The methodological quality of the included studies was assessed using the risk of bias (RoB) tools, according to Cochran's Systematic Review Handbook on interventions [22]. Including the following seven contents: (A) random sequence generation (selection bias); (B) allocation concealment (selection bias); (C) blinding of participants and personnel (performance bias); (D) blinding of outcome assessment (detection bias); (E) incomplete outcome data (attrition bias); (F) selective reporting (reporting bias); (G) other bias.

2.6. Data Extraction

Two reviewers used predesigned standard data extraction forms to independently extract data from eligible trials. The excerpts were as follows: (1) the year of publication and the name of the first author, the language of publication, the type of cancer; (2) the characteristics of the participants, including the number, gender, age; (3) treatment information, including intervention management details, treatment process, and side effects; (4) measurement of results.

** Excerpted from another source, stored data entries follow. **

Issue #1863, opened 2023-08-29
Upgrade Python from 3.9 to 3.11


mlodic:
To verify required changes in the code

g4ze:
hello @mlodic . Is this an issue i can take up? If yes, please guide me to a starting point.

mlodic:
I would prefer to have a maintainer to solve this task cause there is the risk to break things if not done properly

PR #2081, opened 2024-01-19
Python postgres update

### LINKED ISSUE #1862: Upgrade Local Postgres Image from 12 to 16 (or latest)
Aside from changing the pointer to the Docker Image, this change can be introduced only with a new major release of IntelOwl.

In this way we can advise the users to leverage the  official PostgreSQL command to upgrade](https://www.postgresql.org/docs/current/pgupgrade.html) if:
* they are using the local PostgreSQL image
* they want to keep the old DB data intact

New users can just benefit from the new image.

To verify whether there are possible incompatibilties in the code.

0ssigeno:
Closes #1862 and #1863


docs/source/Installation.md
```diff
@@ -294,12 +294,32 @@ Maintainers strive to keep the upgrade between major version easy but it's not a
 Below you can find the additional process required to upgrade from each major versions.
 </div>
 
+### Updating to >v6.0.x from version v5.x.x
+
+You can safely update to >[v6.0.0](https://github.com/intelowlproject/IntelOwl/releases/tag/v6.0.0) from a 5.x.x version of IntelOwl.
+
+
```
mlodic, line 301: I didn't get why this part

docs/source/Installation.md
```diff
@@ -294,12 +294,32 @@ Maintainers strive to keep the upgrade between major version easy but it's not a
...
 #### Updating to >=6.0.0 from a 5.x.x version
 IntelOwl v6 introduced some major changes regarding how the project is started.
 Before upgrading, some important things should be checked by the administrator:
 * Docker Compose V1 support has been dropped project-wide. If you are still using a Compose version prior to v2.3.4, please [upgrade](https://docs.docker.com/compose/migrate/) to a newer version or install Docker Compose V2.
 * IntelOwl is now started with the new Bash `start` script that has the same options as the old Python `start.py` script but is more manageable and has decreased the overall project dependencies. The `start.py` script has now been removed.
 
+The migration procedure is as follows:
+- You have IntelOwl version 5.x.x up and running
+- Bring down the application (you can use the start.py script or manually)
```
mlodic, line 310: now the script is a bash script called `start`

docker/Dockerfile
```diff
@@ -13,7 +13,7 @@ RUN npm install npm@latest --location=global \
     && PUBLIC_URL=/static/reactapp/ npm run build
 
 # Stage 2: Backend
-FROM python:3.9.16 as backend-build
+FROM python:3.11 as backend-build
```
mlodic, line 16: it makes sense to explicitly add the patch version for better reproducibility

docs/source/Installation.md
0ssigeno: Forgot to delete it :(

2.7. Danshen Formulae Composition

In each study, components of Danshen formula were documented, with a frequency analysis of the types of cancer it treated and common drugs combined with it.

2.8. Data Analysis

Dates from eligible researches were aggregated and a quantitative summary was generated by Review Manager 5.3. Egger's test was carried out by Stata 12.0.

2.9. Effect Size

Dichotomous data were reported as odds ratio (OR) with 95% confidence intervals (CI). The OR was deliberate significant at the P < 0.05 level when value 1 was not taken into the 95% CI. The purpose of this article is to explore the effectiveness of the Danshen formulae; therefore, we take the number of positive events as weights.

2.10. Heterogeneity

The statistical heterogeneity of the trials was assessed using Cochran Q tests and I2 statistics. If there is no absence of heterogeneity or moderate heterogeneity (P > 0.1, I2 < 50%) [23], a fixed effect model (FEM) will be used; otherwise, a random effects model (REM) will be applied.

2.11. Publication Bias

If a research project contained more than 10 studies, the funnel plot were used to test publication bias.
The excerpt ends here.